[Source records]
════════

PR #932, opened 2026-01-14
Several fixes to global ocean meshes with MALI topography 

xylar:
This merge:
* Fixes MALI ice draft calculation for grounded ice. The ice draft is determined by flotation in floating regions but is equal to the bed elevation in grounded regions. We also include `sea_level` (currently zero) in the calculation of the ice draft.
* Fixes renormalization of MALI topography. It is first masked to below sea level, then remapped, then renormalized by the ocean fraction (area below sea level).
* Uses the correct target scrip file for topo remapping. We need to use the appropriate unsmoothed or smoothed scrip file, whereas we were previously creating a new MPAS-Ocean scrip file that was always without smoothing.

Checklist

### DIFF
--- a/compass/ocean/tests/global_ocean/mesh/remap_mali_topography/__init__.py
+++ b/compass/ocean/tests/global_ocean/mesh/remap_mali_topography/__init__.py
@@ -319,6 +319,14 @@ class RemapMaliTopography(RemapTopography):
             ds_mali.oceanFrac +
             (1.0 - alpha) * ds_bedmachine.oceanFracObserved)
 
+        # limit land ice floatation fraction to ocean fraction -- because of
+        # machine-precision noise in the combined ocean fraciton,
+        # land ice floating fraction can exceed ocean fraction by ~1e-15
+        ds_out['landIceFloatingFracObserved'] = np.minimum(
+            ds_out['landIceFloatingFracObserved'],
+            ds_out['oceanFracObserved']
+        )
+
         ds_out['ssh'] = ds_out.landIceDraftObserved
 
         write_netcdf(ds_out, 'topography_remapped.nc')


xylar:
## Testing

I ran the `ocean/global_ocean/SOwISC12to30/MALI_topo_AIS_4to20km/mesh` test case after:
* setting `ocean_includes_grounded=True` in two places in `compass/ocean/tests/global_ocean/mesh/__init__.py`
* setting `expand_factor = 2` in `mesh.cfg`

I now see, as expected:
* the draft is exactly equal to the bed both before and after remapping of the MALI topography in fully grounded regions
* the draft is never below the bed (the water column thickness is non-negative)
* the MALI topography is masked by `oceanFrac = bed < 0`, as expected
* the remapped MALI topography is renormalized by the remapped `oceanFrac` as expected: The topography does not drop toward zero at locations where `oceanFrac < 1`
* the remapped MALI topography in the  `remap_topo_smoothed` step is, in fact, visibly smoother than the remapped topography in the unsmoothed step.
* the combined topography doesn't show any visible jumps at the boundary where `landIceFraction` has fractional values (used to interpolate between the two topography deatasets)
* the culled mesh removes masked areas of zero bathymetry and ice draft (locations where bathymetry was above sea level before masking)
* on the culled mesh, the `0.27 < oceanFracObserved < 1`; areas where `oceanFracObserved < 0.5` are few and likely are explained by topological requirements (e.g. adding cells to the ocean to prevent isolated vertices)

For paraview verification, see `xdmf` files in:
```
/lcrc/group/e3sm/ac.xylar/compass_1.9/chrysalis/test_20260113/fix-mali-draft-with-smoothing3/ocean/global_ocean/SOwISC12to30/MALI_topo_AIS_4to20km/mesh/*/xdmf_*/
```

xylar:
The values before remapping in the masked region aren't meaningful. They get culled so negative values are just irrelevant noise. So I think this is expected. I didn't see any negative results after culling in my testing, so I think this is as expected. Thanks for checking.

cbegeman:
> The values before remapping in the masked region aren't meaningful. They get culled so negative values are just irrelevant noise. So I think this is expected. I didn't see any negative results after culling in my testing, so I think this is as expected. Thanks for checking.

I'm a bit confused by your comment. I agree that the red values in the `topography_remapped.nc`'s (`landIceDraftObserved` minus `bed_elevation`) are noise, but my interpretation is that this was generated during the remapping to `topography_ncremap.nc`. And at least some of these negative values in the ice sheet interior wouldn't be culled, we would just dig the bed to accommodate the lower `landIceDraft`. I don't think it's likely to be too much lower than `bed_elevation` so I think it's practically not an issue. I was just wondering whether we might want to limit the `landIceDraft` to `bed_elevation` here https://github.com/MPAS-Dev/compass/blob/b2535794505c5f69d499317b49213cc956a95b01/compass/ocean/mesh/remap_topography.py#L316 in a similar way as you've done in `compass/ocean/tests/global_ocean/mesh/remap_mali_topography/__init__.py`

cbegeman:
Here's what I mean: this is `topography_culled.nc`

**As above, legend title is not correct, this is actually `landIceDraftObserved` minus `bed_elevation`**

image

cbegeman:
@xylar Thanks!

════════

What is needed: Tell me how many lines in the data include "renormalized", giving only the number.

Solution below: 2